(Saved entries)
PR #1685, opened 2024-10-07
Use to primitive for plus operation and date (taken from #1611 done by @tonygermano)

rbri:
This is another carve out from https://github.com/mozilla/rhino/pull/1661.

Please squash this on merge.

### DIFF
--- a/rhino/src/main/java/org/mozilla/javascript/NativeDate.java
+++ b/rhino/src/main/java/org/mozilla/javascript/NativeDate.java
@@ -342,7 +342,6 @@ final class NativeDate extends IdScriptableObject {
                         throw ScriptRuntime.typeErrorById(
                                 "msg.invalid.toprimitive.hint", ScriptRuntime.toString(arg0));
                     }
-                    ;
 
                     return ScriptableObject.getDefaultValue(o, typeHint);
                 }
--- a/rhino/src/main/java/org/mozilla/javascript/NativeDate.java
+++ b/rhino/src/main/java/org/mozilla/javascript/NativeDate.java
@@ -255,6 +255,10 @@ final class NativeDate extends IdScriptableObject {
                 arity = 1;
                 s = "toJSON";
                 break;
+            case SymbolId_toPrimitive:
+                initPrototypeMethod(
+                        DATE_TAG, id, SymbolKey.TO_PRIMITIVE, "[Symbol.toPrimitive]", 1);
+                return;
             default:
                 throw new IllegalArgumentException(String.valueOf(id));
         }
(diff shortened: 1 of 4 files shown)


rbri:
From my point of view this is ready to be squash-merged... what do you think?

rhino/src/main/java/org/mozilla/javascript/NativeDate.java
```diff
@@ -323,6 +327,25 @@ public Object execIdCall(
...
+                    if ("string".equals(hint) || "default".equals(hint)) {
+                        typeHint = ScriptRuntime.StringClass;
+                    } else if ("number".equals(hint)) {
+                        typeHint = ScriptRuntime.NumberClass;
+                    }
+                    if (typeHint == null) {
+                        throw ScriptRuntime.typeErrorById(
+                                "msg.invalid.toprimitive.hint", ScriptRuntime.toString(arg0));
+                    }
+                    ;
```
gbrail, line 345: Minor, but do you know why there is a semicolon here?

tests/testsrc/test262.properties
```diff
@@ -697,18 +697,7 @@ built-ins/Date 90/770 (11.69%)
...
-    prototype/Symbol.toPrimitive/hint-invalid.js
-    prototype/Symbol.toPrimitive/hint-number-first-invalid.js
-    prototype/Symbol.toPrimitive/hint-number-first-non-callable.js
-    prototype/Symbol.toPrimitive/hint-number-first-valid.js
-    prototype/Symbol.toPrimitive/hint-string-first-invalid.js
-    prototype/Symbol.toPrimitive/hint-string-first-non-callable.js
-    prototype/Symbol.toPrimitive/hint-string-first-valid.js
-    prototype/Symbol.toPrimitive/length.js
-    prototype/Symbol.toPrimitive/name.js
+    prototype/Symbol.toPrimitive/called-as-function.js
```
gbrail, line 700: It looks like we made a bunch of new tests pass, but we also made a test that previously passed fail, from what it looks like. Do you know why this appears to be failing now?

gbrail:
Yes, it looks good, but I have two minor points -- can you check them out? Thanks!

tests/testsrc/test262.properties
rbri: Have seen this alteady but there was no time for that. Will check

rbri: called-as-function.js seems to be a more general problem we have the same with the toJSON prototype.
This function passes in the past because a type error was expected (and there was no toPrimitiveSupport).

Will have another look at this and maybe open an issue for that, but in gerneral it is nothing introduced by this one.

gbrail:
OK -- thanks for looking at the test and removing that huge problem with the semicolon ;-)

* * *

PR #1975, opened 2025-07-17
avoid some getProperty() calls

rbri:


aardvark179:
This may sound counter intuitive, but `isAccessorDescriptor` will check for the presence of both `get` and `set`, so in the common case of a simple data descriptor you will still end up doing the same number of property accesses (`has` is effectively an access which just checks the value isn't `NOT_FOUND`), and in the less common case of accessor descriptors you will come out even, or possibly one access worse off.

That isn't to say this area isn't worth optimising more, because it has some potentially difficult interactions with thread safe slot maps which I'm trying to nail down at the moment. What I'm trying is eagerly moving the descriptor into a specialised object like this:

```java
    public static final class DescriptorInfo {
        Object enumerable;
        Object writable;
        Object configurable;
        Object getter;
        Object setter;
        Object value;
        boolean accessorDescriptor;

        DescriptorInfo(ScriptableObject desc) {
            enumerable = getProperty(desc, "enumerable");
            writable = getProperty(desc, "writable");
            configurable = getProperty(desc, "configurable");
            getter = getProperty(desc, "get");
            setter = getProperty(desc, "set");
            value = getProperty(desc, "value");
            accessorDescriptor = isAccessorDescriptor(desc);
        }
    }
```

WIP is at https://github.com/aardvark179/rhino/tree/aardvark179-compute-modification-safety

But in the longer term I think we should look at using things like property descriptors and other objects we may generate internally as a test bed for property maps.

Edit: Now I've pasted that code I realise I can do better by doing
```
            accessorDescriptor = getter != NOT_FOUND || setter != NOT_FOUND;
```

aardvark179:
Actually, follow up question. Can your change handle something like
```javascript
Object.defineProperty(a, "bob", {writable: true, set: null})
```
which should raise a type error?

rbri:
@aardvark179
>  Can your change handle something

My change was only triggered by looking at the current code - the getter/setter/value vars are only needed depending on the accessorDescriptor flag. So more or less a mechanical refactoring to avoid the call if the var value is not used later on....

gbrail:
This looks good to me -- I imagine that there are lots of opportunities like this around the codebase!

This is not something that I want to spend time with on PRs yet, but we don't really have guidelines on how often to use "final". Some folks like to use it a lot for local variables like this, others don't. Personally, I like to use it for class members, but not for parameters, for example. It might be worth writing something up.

==

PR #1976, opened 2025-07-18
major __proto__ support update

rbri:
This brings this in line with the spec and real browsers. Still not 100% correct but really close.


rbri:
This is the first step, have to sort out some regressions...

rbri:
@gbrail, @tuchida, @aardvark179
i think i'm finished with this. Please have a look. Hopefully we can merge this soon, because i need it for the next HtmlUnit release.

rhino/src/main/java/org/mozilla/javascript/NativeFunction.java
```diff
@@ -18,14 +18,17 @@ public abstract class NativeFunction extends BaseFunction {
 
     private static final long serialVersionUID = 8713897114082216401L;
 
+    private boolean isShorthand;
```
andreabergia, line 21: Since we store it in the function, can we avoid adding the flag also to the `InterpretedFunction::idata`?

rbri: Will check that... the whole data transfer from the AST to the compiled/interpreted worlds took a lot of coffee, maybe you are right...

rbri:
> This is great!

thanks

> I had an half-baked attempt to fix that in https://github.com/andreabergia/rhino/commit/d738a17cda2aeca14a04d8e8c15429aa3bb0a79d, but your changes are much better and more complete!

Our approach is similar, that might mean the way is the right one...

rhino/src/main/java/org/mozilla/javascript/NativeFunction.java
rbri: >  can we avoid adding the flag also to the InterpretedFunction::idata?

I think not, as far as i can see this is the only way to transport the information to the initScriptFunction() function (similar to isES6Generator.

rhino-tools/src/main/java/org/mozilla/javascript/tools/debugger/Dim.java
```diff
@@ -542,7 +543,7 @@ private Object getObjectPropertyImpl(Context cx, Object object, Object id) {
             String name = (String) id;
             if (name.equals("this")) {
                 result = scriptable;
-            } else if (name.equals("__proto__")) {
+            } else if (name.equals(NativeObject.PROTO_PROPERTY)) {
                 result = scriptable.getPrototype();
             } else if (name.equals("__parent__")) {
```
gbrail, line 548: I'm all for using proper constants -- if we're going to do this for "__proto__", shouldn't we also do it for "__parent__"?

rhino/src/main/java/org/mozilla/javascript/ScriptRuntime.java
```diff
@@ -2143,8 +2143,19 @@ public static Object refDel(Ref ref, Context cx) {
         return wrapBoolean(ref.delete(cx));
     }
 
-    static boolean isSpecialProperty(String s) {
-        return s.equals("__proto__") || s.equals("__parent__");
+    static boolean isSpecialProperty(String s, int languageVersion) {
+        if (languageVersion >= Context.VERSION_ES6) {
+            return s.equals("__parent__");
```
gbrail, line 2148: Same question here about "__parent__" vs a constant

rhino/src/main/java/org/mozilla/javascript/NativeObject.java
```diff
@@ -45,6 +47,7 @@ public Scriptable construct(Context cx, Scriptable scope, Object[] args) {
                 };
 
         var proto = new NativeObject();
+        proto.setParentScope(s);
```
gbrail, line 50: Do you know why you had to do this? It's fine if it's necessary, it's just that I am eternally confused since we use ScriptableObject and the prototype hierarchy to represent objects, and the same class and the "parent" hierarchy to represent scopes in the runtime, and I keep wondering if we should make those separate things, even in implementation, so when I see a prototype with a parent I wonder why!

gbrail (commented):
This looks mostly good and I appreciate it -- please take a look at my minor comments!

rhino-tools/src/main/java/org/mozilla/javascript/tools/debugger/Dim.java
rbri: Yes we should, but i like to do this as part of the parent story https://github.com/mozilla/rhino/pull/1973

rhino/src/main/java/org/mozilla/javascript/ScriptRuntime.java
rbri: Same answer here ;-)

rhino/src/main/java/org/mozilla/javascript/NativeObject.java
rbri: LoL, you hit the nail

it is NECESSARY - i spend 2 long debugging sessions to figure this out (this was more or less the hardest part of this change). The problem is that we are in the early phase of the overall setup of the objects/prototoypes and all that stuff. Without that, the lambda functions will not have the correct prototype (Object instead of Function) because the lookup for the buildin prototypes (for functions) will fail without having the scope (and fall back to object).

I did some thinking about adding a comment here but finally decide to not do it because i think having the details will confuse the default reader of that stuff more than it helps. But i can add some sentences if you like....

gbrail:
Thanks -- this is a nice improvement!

**Directions**: Above are the entries. Output exactly the lines beginning with the line that has "-342,7 +342,6 @@" and ending with the line that has "gbrail, line 345: Minor, but".

**Solution for this problem**:
@@ -342,7 +342,6 @@ final class NativeDate extends IdScriptableObject {
                         throw ScriptRuntime.typeErrorById(
                                 "msg.invalid.toprimitive.hint", ScriptRuntime.toString(arg0));
                     }
-                    ;
 
                     return ScriptableObject.getDefaultValue(o, typeHint);
                 }
--- a/rhino/src/main/java/org/mozilla/javascript/NativeDate.java
+++ b/rhino/src/main/java/org/mozilla/javascript/NativeDate.java
@@ -255,6 +255,10 @@ final class NativeDate extends IdScriptableObject {
                 arity = 1;
                 s = "toJSON";
                 break;
+            case SymbolId_toPrimitive:
+                initPrototypeMethod(
+                        DATE_TAG, id, SymbolKey.TO_PRIMITIVE, "[Symbol.toPrimitive]", 1);
+                return;
             default:
                 throw new IllegalArgumentException(String.valueOf(id));
         }
(diff shortened: 1 of 4 files shown)


rbri:
From my point of view this is ready to be squash-merged... what do you think?

rhino/src/main/java/org/mozilla/javascript/NativeDate.java
```diff
@@ -323,6 +327,25 @@ public Object execIdCall(
...
+                    if ("string".equals(hint) || "default".equals(hint)) {
+                        typeHint = ScriptRuntime.StringClass;
+                    } else if ("number".equals(hint)) {
+                        typeHint = ScriptRuntime.NumberClass;
+                    }
+                    if (typeHint == null) {
+                        throw ScriptRuntime.typeErrorById(
+                                "msg.invalid.toprimitive.hint", ScriptRuntime.toString(arg0));
+                    }
+                    ;
```
gbrail, line 345: Minor, but do you know why there is a semicolon here?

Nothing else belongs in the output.